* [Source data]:

┌────────

PR #197, opened 2021-11-28
Updated surefire version to make tests run

AsafMah:
#### Pull Request Description

Various fixes to make our tests run.
---

#### Future Release Comment
**Breaking Changes:**
- Reverted mandatory DataFormat

**Features:**
- Added github actions for running builds

**Fixes:**
- Fixed pipeline to run and test
- Fixed failing tests and other minor fixes

### DIFF
--- a/.github/workflows/build.yml
+++ b/.github/workflows/build.yml
@@ -1,0 +1,50 @@
+# This workflow will install the dependencies, run tests and lint every push
+
+name: Build Java
+
+on: push
+
+jobs:
+  build:
+    runs-on: ubuntu-latest
+    strategy:
+      matrix:
+        java: ['8', '11', '17']
+    name: Java ${{ matrix.java }}
+    steps:
+#      - name: Download Maven
+#        run: |
+#          curl -sL https://www-eu.apache.org/dist/maven/maven-3/3.8.4/binaries/apache-maven-3.8.4-bin.zip -o maven.zip
+#          apt-get update
+#          apt-get -y install unzip
+#          unzip -d /usr/share maven.zip
+#          rm maven.zip
+#          ln -s /usr/share/apache-maven-3.8.4/bin/mvn /usr/bin/mvn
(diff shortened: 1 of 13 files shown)


.github/workflows/build.yml
```diff
@@ -0,0 +1,46 @@
...
+name: Build Java
+
+on: push
+
+jobs:
+  build:
+    runs-on: ubuntu-latest
+    strategy:
+      matrix:
+        java: ['8', '11', '17']
```
yihezkel, line 12: Why 11 and 17?

AsafMah: LTS versions

yihezkel: But we only target 8

AsafMah: Really? that's not great, but we can remove them if so

yihezkel: It would require an effort to make it build with future versions. Not a huge effort, but it'd have to be prioritized.

.github/workflows/build.yml
```diff
@@ -0,0 +1,47 @@
...
+      - name: Run the Maven verify phase
+        run: mvn --batch-mode --update-snapshots verify
+        env:
+          DM_CONNECTION_STRING: https://ingest-sdkse2etest.eastus.kusto.windows.net
+          ENGINE_CONNECTION_STRING: https://sdkse2etest.eastus.kusto.windows.net
+          TEST_DATABASE: e2e
+          APP_ID: ${{ secrets.APP_ID }}
+          APP_KEY: ${{ secrets.APP_KEY }}
+          TENANT_ID: ${{ secrets.TENANT_ID }}
+          AUTOMATIC_TESTING: 1
```
yihezkel, line 40: I suggest calling this `CI_EXECUTION` or `UNATTENDED_EXECUTION`

yihezkel (approved):

PR #198, opened 2021-12-12
Added ManagedStreaming improvements

AsafMah:
#### Pull Request Description

Adds new features to ManagedStreaming client:
- Exponential sleep with backoff
- Custom request id
-Added factory methods for easy construction
-Supports non-resettable streams
-Supports LeaveOpen
-Fallback on big files

---

#### Future Release Comment
_[Add description of your change, to include in the next release]_
_[Delete any or all irrelevant sections, e.g. if your change does not warrant a release comment at all]_

**Breaking Changes:**
- None

**Features:**
Adds new features to ManagedStreaming client:
- Exponential sleep with backoff
- Custom request id
-Added factory methods for easy construction
-Supports non-resettable streams
-Supports LeaveOpen
-Fallback on big files

**Fixes:**
- None

### DIFF
--- a/data/src/main/java/com/microsoft/azure/kusto/data/auth/ConnectionStringBuilder.java
+++ b/data/src/main/java/com/microsoft/azure/kusto/data/auth/ConnectionStringBuilder.java
@@ -54,6 +54,27 @@ public class ConnectionStringBuilder {
         this.applicationNameForTracing = null;
     }
 
+    public ConnectionStringBuilder(ConnectionStringBuilder other){
+        this.clusterUrl = other.clusterUrl;
+        this.usernameHint = other.usernameHint;
+        this.applicationClientId = other.applicationClientId;
+        this.applicationKey = other.applicationKey;
+        this.x509Certificate = other.x509Certificate;
+        this.x509CertificateChain = other.x509CertificateChain;
+        this.privateKey = other.privateKey;
+        this.aadAuthorityId = other.aadAuthorityId;
+        this.accessToken = other.accessToken;
+        this.tokenProvider = other.tokenProvider;
+        this.managedIdentityClientId = other.managedIdentityClientId;
+        this.useDeviceCodeAuth = other.useDeviceCodeAuth;
+        this.useManagedIdentityAuth = other.useManagedIdentityAuth;
+        this.useUserPromptAuth = other.useUserPromptAuth;
+        this.userNameForTracing = other.userNameForTracing;
+        this.clientVersionForTracing = other.clientVersionForTracing;
+        this.applicationNameForTracing = other.applicationNameForTracing;
+    }
+
+
     public String getClusterUrl() {
         return clusterUrl;
     }
--- a/ingest/src/main/java/com/microsoft/azure/kusto/ingest/ExponentialRetry.java
+++ b/ingest/src/main/java/com/microsoft/azure/kusto/ingest/ExponentialRetry.java
@@ -37,15 +37,7 @@ public class ExponentialRetry {
         return currentAttempt;
     }
 
-    public boolean shouldTry() {
-        return currentAttempt < maxAttempts;
-    }
-
-    public void doBackoff(){
-        if (!shouldTry()) {
-            throw new IllegalStateException("Max attempts exceeded");
-        }
-
+    public boolean doBackoff(){
         double sleepTime = getCurrentSleepSecs();
         double jitter = (float)Math.random() * maxJitterSecs;
         double sleepMs = (sleepTime + jitter) * 1000;
@@ -55,6 +47,8 @@ public class ExponentialRetry {
             throw new RuntimeException("Interrupted while sleeping");
         }
         currentAttempt++;
+
+        return currentAttempt < maxAttempts;
     }
 
 
--- a/ingest/src/main/java/com/microsoft/azure/kusto/ingest/ExponentialRetry.java
+++ b/ingest/src/main/java/com/microsoft/azure/kusto/ingest/ExponentialRetry.java
@@ -2,34 +2,24 @@ package com.microsoft.azure.kusto.ingest;
 
 public class ExponentialRetry {
     private final int maxAttempts;
-    private final double sleepBaseSecs;
-    private final double maxJitterSecs;
+    double sleepBaseSecs;
+    double maxJitterSecs;
     private int currentAttempt;
 
     public ExponentialRetry(int maxAttempts) {
-        this(maxAttempts, 1.0, 1.0);
-    }
-
-    public ExponentialRetry(int maxAttempts, double sleepBaseSecs, double maxJitterSecs) {
         this.maxAttempts = maxAttempts;
-        this.sleepBaseSecs = sleepBaseSecs;
-        this.maxJitterSecs = maxJitterSecs;
+        this.sleepBaseSecs = 1.0;
+        this.maxJitterSecs = 1.0;
         this.currentAttempt = 0;
     }
 
-    public int getMaxAttempts() {
-        return maxAttempts;
+    public ExponentialRetry(ExponentialRetry other) {
+        this.maxAttempts = other.maxAttempts;
+        this.sleepBaseSecs = other.sleepBaseSecs;
+        this.maxJitterSecs = other.maxJitterSecs;
     }
 
-    public double getSleepBaseSecs() {
-        return sleepBaseSecs;
-    }
-
-    public double getMaxJitterSecs() {
-        return maxJitterSecs;
-    }
-
-    public double getCurrentSleepSecs() {
+    private double getCurrentSleepSecs() {
         return sleepBaseSecs * (float) Math.pow(2, currentAttempt);
     }
 
@@ -37,12 +27,15 @@ public class ExponentialRetry {
         return currentAttempt;
     }
 
-    public boolean doBackoff(){
-        double sleepTime = getCurrentSleepSecs();
-        double jitter = (float)Math.random() * maxJitterSecs;
-        double sleepMs = (sleepTime + jitter) * 1000;
+    public String nextTimeToSleep() {
+        return String.format("%s +~ %s seconds", getCurrentSleepSecs(), maxJitterSecs);
+    }
+
+    public boolean doBackoff() {
+        double jitterSeconds = (float) Math.random() * maxJitterSecs;
+        double sleepMs = (getCurrentSleepSecs() + jitterSeconds) * 1000;
         try {
-            Thread.sleep((long)sleepMs);
+            Thread.sleep((long) sleepMs);
         } catch (InterruptedException e) {
             Thread.currentThread().interrupt();
             throw new RuntimeException("Interrupted while sleeping", e);
--- a/ingest/src/main/java/com/microsoft/azure/kusto/ingest/ExponentialRetry.java
+++ b/ingest/src/main/java/com/microsoft/azure/kusto/ingest/ExponentialRetry.java
@@ -2,18 +2,18 @@ package com.microsoft.azure.kusto.ingest;
 
 public class ExponentialRetry {
     private final int maxAttempts;
-    private final double sleepBase;
-    private final double maxJitter;
+    private final double sleepBaseSecs;
+    private final double maxJitterSecs;
     private int currentAttempt;
 
     public ExponentialRetry(int maxAttempts) {
         this(maxAttempts, 1.0, 0.0);
     }
 
-    public ExponentialRetry(int maxAttempts, double sleepBaseSec, double maxJitterSec) {
+    public ExponentialRetry(int maxAttempts, double sleepBaseSecs, double maxJitterSecs) {
         this.maxAttempts = maxAttempts;
-        this.sleepBase = sleepBaseSec;
-        this.maxJitter = maxJitterSec;
+        this.sleepBaseSecs = sleepBaseSecs;
+        this.maxJitterSecs = maxJitterSecs;
         this.currentAttempt = 0;
     }
 
@@ -21,16 +21,16 @@ public class ExponentialRetry {
         return maxAttempts;
     }
 
-    public double getSleepBase() {
-        return sleepBase;
+    public double getSleepBaseSecs() {
+        return sleepBaseSecs;
     }
 
-    public double getMaxJitter() {
-        return maxJitter;
+    public double getMaxJitterSecs() {
+        return maxJitterSecs;
     }
 
-    public double getCurrentSleepMs() {
-        return sleepBase * (float) Math.pow(2, currentAttempt);
+    public double getCurrentSleepSecs() {
+        return sleepBaseSecs * (float) Math.pow(2, currentAttempt);
     }
 
     public int getCurrentAttempt() {
@@ -46,8 +46,8 @@ public class ExponentialRetry {
             throw new IllegalStateException("Max attempts exceeded");
         }
 
-        double sleepTime = getCurrentSleepMs();
-        double jitter = (float)Math.random() * maxJitter;
+        double sleepTime = getCurrentSleepSecs();
+        double jitter = (float)Math.random() * maxJitterSecs;
         double sleepMs = (sleepTime + jitter) * 1000;
         try {
             Thread.sleep((long)sleepMs);
--- a/ingest/src/main/java/com/microsoft/azure/kusto/ingest/ExponentialRetry.java
+++ b/ingest/src/main/java/com/microsoft/azure/kusto/ingest/ExponentialRetry.java
@@ -1,16 +1,24 @@
 package com.microsoft.azure.kusto.ingest;
 
+import com.microsoft.azure.kusto.ingest.exceptions.IngestionClientException;
+import com.microsoft.azure.kusto.ingest.exceptions.IngestionServiceException;
+
+import org.slf4j.Logger;
+import org.slf4j.LoggerFactory;
+
+import java.lang.invoke.MethodHandles;
+
 public class ExponentialRetry {
+    private static final Logger log = LoggerFactory.getLogger(MethodHandles.lookup().lookupClass());
+
     private final int maxAttempts;
     double sleepBaseSecs;
     double maxJitterSecs;
-    private int currentAttempt;
 
     public ExponentialRetry(int maxAttempts) {
         this.maxAttempts = maxAttempts;
         this.sleepBaseSecs = 1.0;
         this.maxJitterSecs = 1.0;
-        this.currentAttempt = 0;
     }
 
     public ExponentialRetry(ExponentialRetry other) {
@@ -19,30 +27,36 @@ public class ExponentialRetry {
         this.maxJitterSecs = other.maxJitterSecs;
     }
 
-    private double getCurrentSleepSecs() {
-        return sleepBaseSecs * (float) Math.pow(2, currentAttempt);
-    }
+    public <T> T execute(KustoCheckedFunction<Integer, T> function) throws IngestionClientException, IngestionServiceException {
+        for (int currentAttempt = 0; currentAttempt < maxAttempts; currentAttempt++) {
+            log.info("Attempt {}", currentAttempt);
 
-    public int getCurrentAttempt() {
-        return currentAttempt;
-    }
+            try {
+                T result = function.apply(currentAttempt);
+                if (result != null) {
+                    return result;
+                }
+            }
+            catch (Exception e) {
+                log.error("Error is permanent, stopping", e);
+                throw e;
+            }
 
-    public String nextTimeToSleep() {
-        return String.format("%s +~ %s seconds", getCurrentSleepSecs(), maxJitterSecs);
-    }
+            double currentSleepSecs = sleepBaseSecs * (float) Math.pow(2, currentAttempt);
 
-    public boolean doBackoff() {
-        double jitterSecs = (float) Math.random() * maxJitterSecs;
-        double sleepMs = (getCurrentSleepSecs() + jitterSecs) * 1000;
-        try {
-            Thread.sleep((long) sleepMs);
-        } catch (InterruptedException e) {
-            Thread.currentThread().interrupt();
-            throw new RuntimeException("Interrupted while sleeping", e);
+            log.info("Operation failed, trying again after sleep of %{} +~ %{} seconds", currentSleepSecs, maxJitterSecs);
+
+            double jitterSecs = (float) Math.random() * maxJitterSecs;
+            double sleepMs = (currentSleepSecs + jitterSecs) * 1000;
+            try {
+                Thread.sleep((long) sleepMs);
+            } catch (InterruptedException e) {
+                Thread.currentThread().interrupt();
+                throw new RuntimeException("Interrupted while sleeping", e);
+            }
         }
-        currentAttempt++;
 
-        return currentAttempt < maxAttempts;
+        return null;
     }
 
 
--- a/ingest/src/main/java/com/microsoft/azure/kusto/ingest/ExponentialRetry.java
+++ b/ingest/src/main/java/com/microsoft/azure/kusto/ingest/ExponentialRetry.java
@@ -44,7 +44,8 @@ public class ExponentialRetry {
         try {
             Thread.sleep((long)sleepMs);
         } catch (InterruptedException e) {
-            throw new RuntimeException("Interrupted while sleeping");
+            Thread.currentThread().interrupt();
+            throw new RuntimeException("Interrupted while sleeping", e);
         }
         currentAttempt++;
 
--- a/ingest/src/main/java/com/microsoft/azure/kusto/ingest/ExponentialRetry.java
+++ b/ingest/src/main/java/com/microsoft/azure/kusto/ingest/ExponentialRetry.java
@@ -4,7 +4,7 @@ public class ExponentialRetry {
     private final int maxAttempts;
     private final double sleepBase;
     private final double maxJitter;
-    private int retries;
+    private int currentAttempt;
 
     public ExponentialRetry(int maxAttempts) {
         this(maxAttempts, 1.0, 0.0);
@@ -14,7 +14,7 @@ public class ExponentialRetry {
         this.maxAttempts = maxAttempts;
         this.sleepBase = sleepBaseSec;
         this.maxJitter = maxJitterSec;
-        this.retries = 0;
+        this.currentAttempt = 0;
     }
 
     public int getMaxAttempts() {
@@ -30,18 +30,22 @@ public class ExponentialRetry {
     }
 
     public double getCurrentSleepMs() {
-        return sleepBase * (float) Math.pow(2, retries);
+        return sleepBase * (float) Math.pow(2, currentAttempt);
     }
 
     public int getCurrentAttempt() {
-        return retries;
+        return currentAttempt;
     }
 
-    public boolean shouldRetry() {
-        return retries < maxAttempts;
+    public boolean shouldTry() {
+        return currentAttempt < maxAttempts;
     }
 
     public void doBackoff(){
+        if (!shouldTry()) {
+            throw new IllegalStateException("Max attempts exceeded");
+        }
+
         double sleepTime = getCurrentSleepMs();
         double jitter = (float)Math.random() * maxJitter;
         double sleepMs = (sleepTime + jitter) * 1000;
@@ -50,7 +54,7 @@ public class ExponentialRetry {
         } catch (InterruptedException e) {
             throw new RuntimeException("Interrupted while sleeping");
         }
-        retries++;
+        currentAttempt++;
     }
 
 
--- a/ingest/src/main/java/com/microsoft/azure/kusto/ingest/ExponentialRetry.java
+++ b/ingest/src/main/java/com/microsoft/azure/kusto/ingest/ExponentialRetry.java
@@ -32,8 +32,8 @@ public class ExponentialRetry {
     }
 
     public boolean doBackoff() {
-        double jitterSeconds = (float) Math.random() * maxJitterSecs;
-        double sleepMs = (getCurrentSleepSecs() + jitterSeconds) * 1000;
+        double jitterSecs = (float) Math.random() * maxJitterSecs;
+        double sleepMs = (getCurrentSleepSecs() + jitterSecs) * 1000;
         try {
             Thread.sleep((long) sleepMs);
         } catch (InterruptedException e) {
--- a/ingest/src/main/java/com/microsoft/azure/kusto/ingest/ExponentialRetry.java
+++ b/ingest/src/main/java/com/microsoft/azure/kusto/ingest/ExponentialRetry.java
@@ -7,7 +7,7 @@ public class ExponentialRetry {
     private int currentAttempt;
 
     public ExponentialRetry(int maxAttempts) {
-        this(maxAttempts, 1.0, 0.0);
+        this(maxAttempts, 1.0, 1.0);
     }
 
     public ExponentialRetry(int maxAttempts, double sleepBaseSecs, double maxJitterSecs) {
--- a/ingest/src/main/java/com/microsoft/azure/kusto/ingest/ExponentialRetry.java
+++ b/ingest/src/main/java/com/microsoft/azure/kusto/ingest/ExponentialRetry.java
@@ -29,7 +29,7 @@ public class ExponentialRetry {
 
     public <T> T execute(KustoCheckedFunction<Integer, T> function) throws IngestionClientException, IngestionServiceException {
         for (int currentAttempt = 0; currentAttempt < maxAttempts; currentAttempt++) {
-            log.info("Attempt {}", currentAttempt);
+            log.info("execute: Attempt {}", currentAttempt);
 
             try {
                 T result = function.apply(currentAttempt);
@@ -38,21 +38,21 @@ public class ExponentialRetry {
                 }
             }
             catch (Exception e) {
-                log.error("Error is permanent, stopping", e);
+                log.error("execute: Error is permanent, stopping", e);
                 throw e;
             }
 
             double currentSleepSecs = sleepBaseSecs * (float) Math.pow(2, currentAttempt);
-
-            log.info("Operation failed, trying again after sleep of %{} +~ %{} seconds", currentSleepSecs, maxJitterSecs);
-
             double jitterSecs = (float) Math.random() * maxJitterSecs;
             double sleepMs = (currentSleepSecs + jitterSecs) * 1000;
+
+            log.info("execute: Attempt {} failed, trying again after sleep of {} seconds", currentAttempt, sleepMs / 1000);
+
             try {
                 Thread.sleep((long) sleepMs);
             } catch (InterruptedException e) {
                 Thread.currentThread().interrupt();
-                throw new RuntimeException("Interrupted while sleeping", e);
+                throw new RuntimeException("execute: Interrupted while sleeping", e);
             }
         }
 
--- a/ingest/src/main/java/com/microsoft/azure/kusto/ingest/ExponentialRetry.java
+++ b/ingest/src/main/java/com/microsoft/azure/kusto/ingest/ExponentialRetry.java
@@ -1,0 +1,57 @@
+package com.microsoft.azure.kusto.ingest;
+
+public class ExponentialRetry {
+    private final int maxAttempts;
+    private final double sleepBase;
+    private final double maxJitter;
+    private int retries;
+
+    public ExponentialRetry(int maxAttempts) {
+        this(maxAttempts, 1.0, 0.0);
+    }
+
+    public ExponentialRetry(int maxAttempts, double sleepBaseSec, double maxJitterSec) {
+        this.maxAttempts = maxAttempts;
+        this.sleepBase = sleepBaseSec;
+        this.maxJitter = maxJitterSec;
+        this.retries = 0;
+    }
+
+    public int getMaxAttempts() {
+        return maxAttempts;
+    }
+
+    public double getSleepBase() {
+        return sleepBase;
+    }
+
+    public double getMaxJitter() {
+        return maxJitter;
+    }
+
+    public double getCurrentSleepMs() {
+        return sleepBase * (float) Math.pow(2, retries);
+    }
+
+    public int getCurrentAttempt() {
+        return retries;
+    }
+
+    public boolean shouldRetry() {
+        return retries < maxAttempts;
+    }
+
+    public void doBackoff(){
+        double sleepTime = getCurrentSleepMs();
+        double jitter = (float)Math.random() * maxJitter;
+        double sleepMs = (sleepTime + jitter) * 1000;
+        try {
+            Thread.sleep((long)sleepMs);
+        } catch (InterruptedException e) {
+            throw new RuntimeException("Interrupted while sleeping");
+        }
+        retries++;
+    }
+
+
+}
--- a/ingest/src/main/java/com/microsoft/azure/kusto/ingest/IngestClientBase.java
+++ b/ingest/src/main/java/com/microsoft/azure/kusto/ingest/IngestClientBase.java
@@ -46,12 +46,11 @@ public abstract class IngestClientBase {
             URIBuilder existingEndpoint;
             try {
                 existingEndpoint = new URIBuilder(dataSource);
-                endpointUriToSuggestStr = amendEndpointUri(existingEndpoint);
+                endpointUriToSuggestStr = emendEndpointUri(existingEndpoint);
             } catch (URISyntaxException e) {
                 log.error("Couldn't parse dataSource '{}', so no suggestion can be made.", dataSource, e);
-            }
-            catch (IllegalArgumentException e) {
-                log.error("URI is already in the correct format '{}', so no suggestion can be made.", dataSource, e);
+            } catch (IllegalArgumentException e) {
+                log.error("URL is already in the correct format '{}', so no suggestion can be made.", dataSource, e);
             }
         }
 
@@ -60,5 +59,5 @@ public abstract class IngestClientBase {
 
     protected abstract String retrieveServiceType() throws IngestionServiceException, IngestionClientException;
 
-    protected abstract String amendEndpointUri(URIBuilder existingEndpoint);
+    protected abstract String emendEndpointUri(URIBuilder existingEndpoint);
 }
--- a/ingest/src/main/java/com/microsoft/azure/kusto/ingest/IngestClientBase.java
+++ b/ingest/src/main/java/com/microsoft/azure/kusto/ingest/IngestClientBase.java
@@ -2,6 +2,7 @@ package com.microsoft.azure.kusto.ingest;
 
 import com.microsoft.azure.kusto.ingest.exceptions.IngestionClientException;
 import com.microsoft.azure.kusto.ingest.exceptions.IngestionServiceException;
+
 import org.apache.commons.lang3.StringUtils;
 import org.apache.http.client.utils.URIBuilder;
 import org.slf4j.Logger;
@@ -45,7 +46,7 @@ public abstract class IngestClientBase {
             URIBuilder existingEndpoint;
             try {
                 existingEndpoint = new URIBuilder(dataSource);
-                endpointUriToSuggestStr = emendEndpointUri(existingEndpoint);
+                endpointUriToSuggestStr = amendEndpointUri(existingEndpoint);
             } catch (URISyntaxException e) {
                 log.error("Couldn't parse dataSource '{}', so no suggestion can be made.", dataSource, e);
             }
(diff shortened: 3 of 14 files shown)


ingest/src/main/java/com/microsoft/azure/kusto/ingest/IngestClientBase.java
```diff
@@ -45,16 +46,19 @@ protected String generateEndpointSuggestion(String existingSuggestedEndpointUri,
             URIBuilder existingEndpoint;
             try {
                 existingEndpoint = new URIBuilder(dataSource);
-                endpointUriToSuggestStr = emendEndpointUri(existingEndpoint);
+                endpointUriToSuggestStr = amendEndpointUri(existingEndpoint);
```
yihezkel, line 49: It's not a common word, but the more accurate term here is "emend", not "amend"

ingest/src/main/java/com/microsoft/azure/kusto/ingest/QueuedIngestClient.java
```diff
@@ -59,6 +59,15 @@
         this.azureStorageClient = azureStorageClient;
     }
 
+    public static String generateDmUriSuggestion(URIBuilder existingEndpoint) {
+        if (existingEndpoint.getHost().startsWith(INGEST_PREFIX))
```
yihezkel, line 63: nit: Case insensitive

ingest/src/main/java/com/microsoft/azure/kusto/ingest/IngestClientBase.java
```diff
@@ -45,16 +46,19 @@ protected String generateEndpointSuggestion(String existingSuggestedEndpointUri,
             URIBuilder existingEndpoint;
             try {
                 existingEndpoint = new URIBuilder(dataSource);
-                endpointUriToSuggestStr = emendEndpointUri(existingEndpoint);
+                endpointUriToSuggestStr = amendEndpointUri(existingEndpoint);
             } catch (URISyntaxException e) {
                 log.error("Couldn't parse dataSource '{}', so no suggestion can be made.", dataSource, e);
             }
+            catch (IllegalArgumentException e) {
```
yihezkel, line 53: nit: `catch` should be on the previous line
PR #199, opened 2021-12-12
Minor pom and code improvements

yihezkel:
#### Pull Request Description

Minor pom and code improvements

---

#### Future Release Comment
**Fixes:**
- Specify runtime scope for slf4j's impl (simple)
- Do not exclude the slf4j's impl from maven-dependency-plugin
- Relatedly, turn on ignoreNonCompile in maven-dependency-plugin
- Minor readability improvement in ClientImpl constructor

### DIFF
--- a/data/src/main/java/com/microsoft/azure/kusto/data/ClientImpl.java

└────────

Provide the number of lines in the data above that contain the string "IngestionServiceException", and nothing else.

* [TASK SOLUTION]: 5